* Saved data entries

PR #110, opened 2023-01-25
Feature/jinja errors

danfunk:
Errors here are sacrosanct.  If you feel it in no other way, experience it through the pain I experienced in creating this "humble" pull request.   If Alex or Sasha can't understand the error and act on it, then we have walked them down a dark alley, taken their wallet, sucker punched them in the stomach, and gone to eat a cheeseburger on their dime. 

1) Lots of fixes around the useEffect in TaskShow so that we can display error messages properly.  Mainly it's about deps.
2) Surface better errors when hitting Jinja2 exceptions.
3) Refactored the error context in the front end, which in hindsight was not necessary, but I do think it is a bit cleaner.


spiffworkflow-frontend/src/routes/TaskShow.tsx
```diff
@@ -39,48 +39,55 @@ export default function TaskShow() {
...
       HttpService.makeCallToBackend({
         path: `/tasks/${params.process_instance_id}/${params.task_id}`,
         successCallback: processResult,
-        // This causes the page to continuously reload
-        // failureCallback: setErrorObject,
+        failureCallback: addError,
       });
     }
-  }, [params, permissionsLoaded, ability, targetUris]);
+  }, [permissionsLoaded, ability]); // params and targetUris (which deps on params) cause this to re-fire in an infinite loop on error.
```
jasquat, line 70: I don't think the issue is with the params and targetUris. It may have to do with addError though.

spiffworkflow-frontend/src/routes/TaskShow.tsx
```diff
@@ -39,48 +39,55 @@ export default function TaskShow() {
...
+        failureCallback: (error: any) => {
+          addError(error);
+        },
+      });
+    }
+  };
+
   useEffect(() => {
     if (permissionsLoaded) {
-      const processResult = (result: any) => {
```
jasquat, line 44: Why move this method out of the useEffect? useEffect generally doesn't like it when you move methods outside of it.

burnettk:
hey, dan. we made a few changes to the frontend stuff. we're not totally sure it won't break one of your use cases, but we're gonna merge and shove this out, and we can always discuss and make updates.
==
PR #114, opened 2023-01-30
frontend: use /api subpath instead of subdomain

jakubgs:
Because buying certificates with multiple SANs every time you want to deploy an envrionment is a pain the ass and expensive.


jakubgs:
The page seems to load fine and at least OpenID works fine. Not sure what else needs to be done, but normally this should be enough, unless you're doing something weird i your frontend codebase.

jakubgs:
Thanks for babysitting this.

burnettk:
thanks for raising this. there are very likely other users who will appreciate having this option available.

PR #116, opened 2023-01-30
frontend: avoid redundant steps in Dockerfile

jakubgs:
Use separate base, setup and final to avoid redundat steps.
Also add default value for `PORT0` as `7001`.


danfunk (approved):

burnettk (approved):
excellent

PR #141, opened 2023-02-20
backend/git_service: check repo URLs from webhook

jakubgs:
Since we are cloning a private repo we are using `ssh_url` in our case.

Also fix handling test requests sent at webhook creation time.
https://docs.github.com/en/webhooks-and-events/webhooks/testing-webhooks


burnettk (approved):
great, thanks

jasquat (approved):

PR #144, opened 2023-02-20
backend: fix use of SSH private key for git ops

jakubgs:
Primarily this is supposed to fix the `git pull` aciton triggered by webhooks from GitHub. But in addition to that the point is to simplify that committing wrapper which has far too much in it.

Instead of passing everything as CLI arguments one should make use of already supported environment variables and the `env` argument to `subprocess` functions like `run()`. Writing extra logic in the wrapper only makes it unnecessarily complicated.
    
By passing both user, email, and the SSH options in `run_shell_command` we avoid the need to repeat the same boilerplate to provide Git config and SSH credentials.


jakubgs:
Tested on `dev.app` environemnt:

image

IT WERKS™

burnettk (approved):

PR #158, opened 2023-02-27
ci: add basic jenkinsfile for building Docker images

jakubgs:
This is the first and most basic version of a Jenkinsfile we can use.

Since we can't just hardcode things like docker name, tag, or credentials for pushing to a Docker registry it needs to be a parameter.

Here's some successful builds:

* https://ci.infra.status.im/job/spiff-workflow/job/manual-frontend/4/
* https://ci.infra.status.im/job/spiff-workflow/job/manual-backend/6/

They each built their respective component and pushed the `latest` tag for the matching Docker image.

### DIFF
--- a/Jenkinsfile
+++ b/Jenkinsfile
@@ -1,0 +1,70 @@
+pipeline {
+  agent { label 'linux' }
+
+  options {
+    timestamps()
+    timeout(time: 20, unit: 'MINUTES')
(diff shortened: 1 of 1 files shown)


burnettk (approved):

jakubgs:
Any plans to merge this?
...
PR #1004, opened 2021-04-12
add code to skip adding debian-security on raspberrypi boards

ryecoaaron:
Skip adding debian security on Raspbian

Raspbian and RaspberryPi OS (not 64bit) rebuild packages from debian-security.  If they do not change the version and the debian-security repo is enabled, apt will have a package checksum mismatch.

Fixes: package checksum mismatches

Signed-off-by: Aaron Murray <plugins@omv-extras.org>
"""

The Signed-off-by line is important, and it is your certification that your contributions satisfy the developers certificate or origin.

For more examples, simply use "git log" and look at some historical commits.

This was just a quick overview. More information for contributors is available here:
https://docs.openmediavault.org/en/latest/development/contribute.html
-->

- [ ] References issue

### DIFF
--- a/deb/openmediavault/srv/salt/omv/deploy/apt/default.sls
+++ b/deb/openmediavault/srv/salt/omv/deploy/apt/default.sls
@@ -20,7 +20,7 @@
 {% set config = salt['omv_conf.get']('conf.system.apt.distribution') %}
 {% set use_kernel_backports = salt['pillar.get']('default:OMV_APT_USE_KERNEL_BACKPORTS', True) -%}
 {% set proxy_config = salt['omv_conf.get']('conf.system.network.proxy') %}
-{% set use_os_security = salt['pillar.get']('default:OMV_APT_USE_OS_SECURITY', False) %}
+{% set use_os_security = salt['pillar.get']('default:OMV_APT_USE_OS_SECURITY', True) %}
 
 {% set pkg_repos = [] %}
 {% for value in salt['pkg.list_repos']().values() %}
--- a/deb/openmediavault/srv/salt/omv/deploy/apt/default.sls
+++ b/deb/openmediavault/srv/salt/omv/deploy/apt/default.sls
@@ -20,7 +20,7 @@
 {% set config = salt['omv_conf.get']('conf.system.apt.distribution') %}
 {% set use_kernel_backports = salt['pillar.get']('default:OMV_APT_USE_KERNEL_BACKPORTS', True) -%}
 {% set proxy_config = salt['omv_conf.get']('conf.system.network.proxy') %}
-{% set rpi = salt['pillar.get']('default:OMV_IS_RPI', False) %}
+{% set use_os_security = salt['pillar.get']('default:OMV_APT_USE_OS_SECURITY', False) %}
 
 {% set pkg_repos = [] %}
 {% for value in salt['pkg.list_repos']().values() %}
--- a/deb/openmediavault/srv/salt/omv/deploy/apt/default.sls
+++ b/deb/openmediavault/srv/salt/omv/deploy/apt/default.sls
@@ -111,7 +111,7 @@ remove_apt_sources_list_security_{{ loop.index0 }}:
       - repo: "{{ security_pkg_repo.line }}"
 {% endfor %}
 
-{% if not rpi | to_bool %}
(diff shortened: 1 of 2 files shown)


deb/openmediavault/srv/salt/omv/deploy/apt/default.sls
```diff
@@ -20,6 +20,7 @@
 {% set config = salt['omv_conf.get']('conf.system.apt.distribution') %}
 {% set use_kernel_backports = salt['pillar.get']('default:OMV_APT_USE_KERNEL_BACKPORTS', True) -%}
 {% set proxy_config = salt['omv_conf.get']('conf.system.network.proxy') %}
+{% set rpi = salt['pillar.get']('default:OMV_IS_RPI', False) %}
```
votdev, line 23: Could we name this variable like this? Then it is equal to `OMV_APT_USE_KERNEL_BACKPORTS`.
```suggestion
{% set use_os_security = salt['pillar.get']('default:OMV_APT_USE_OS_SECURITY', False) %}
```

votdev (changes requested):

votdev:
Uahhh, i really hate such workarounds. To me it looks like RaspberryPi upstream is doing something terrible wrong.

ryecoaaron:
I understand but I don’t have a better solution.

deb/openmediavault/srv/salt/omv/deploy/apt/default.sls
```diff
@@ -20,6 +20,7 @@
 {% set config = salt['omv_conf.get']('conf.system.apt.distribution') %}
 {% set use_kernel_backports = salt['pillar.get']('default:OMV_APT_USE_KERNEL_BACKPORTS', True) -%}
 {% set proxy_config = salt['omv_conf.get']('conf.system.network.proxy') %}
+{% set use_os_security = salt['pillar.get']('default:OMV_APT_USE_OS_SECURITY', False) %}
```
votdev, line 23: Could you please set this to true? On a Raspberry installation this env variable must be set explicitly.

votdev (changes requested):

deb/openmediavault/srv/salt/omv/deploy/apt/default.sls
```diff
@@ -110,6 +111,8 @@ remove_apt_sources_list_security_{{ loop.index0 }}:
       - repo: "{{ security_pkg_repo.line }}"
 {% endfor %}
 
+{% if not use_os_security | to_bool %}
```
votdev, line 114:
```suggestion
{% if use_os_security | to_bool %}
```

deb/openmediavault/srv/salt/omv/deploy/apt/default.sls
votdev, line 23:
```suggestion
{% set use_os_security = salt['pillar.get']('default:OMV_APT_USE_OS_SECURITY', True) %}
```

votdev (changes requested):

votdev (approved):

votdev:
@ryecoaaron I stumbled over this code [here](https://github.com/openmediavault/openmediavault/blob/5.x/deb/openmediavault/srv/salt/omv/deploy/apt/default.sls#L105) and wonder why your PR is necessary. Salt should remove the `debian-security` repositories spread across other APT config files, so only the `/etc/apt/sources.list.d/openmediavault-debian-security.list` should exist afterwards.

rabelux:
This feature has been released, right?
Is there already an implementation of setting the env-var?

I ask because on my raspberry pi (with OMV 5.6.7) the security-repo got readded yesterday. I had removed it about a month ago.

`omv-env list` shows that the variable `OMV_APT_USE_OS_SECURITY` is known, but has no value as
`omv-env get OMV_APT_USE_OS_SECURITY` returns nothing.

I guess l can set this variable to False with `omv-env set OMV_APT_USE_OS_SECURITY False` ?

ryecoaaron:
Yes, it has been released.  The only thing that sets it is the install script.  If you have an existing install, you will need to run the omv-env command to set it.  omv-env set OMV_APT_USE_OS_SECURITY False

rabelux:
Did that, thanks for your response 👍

* The problem
The required output is the stretch of entries above from the line containing "PR #110, opened 2023-01-25" through the line containing "Errors here are", reproduced exactly.

* Exercise answer
PR #110, opened 2023-01-25
Feature/jinja errors

danfunk:
Errors here are sacrosanct.  If you feel it in no other way, experience it through the pain I experienced in creating this "humble" pull request.   If Alex or Sasha can't understand the error and act on it, then we have walked them down a dark alley, taken their wallet, sucker punched them in the stomach, and gone to eat a cheeseburger on their dime. 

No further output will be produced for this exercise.